#### Exercise brief:
The string "mxschmitt" may appear on lines of the entries below; report how many such lines there are, and only that.

#### Data for analysis:

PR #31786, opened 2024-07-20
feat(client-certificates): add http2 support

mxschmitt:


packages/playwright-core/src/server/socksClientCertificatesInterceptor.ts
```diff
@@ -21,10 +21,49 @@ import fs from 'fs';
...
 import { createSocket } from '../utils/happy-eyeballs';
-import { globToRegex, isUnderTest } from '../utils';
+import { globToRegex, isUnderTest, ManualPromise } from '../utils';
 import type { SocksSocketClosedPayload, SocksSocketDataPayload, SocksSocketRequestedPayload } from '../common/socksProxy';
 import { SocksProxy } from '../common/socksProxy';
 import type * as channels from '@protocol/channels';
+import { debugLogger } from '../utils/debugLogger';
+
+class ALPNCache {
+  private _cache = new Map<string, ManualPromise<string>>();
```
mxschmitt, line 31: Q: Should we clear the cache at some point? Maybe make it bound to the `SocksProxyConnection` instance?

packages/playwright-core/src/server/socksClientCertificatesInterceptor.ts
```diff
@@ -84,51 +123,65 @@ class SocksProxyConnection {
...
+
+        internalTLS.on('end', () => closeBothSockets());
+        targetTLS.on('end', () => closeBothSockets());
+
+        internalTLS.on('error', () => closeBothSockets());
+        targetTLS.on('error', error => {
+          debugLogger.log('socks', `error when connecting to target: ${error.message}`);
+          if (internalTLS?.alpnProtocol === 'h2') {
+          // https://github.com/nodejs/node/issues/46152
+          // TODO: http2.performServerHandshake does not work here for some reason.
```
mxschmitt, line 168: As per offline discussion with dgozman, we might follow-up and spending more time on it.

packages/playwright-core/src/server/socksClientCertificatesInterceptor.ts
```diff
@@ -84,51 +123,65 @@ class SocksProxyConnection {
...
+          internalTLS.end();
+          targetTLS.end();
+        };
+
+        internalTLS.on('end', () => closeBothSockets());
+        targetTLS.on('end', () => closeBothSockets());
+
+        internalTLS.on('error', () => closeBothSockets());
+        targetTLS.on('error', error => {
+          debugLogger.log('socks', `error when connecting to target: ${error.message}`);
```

#### Answer area:
3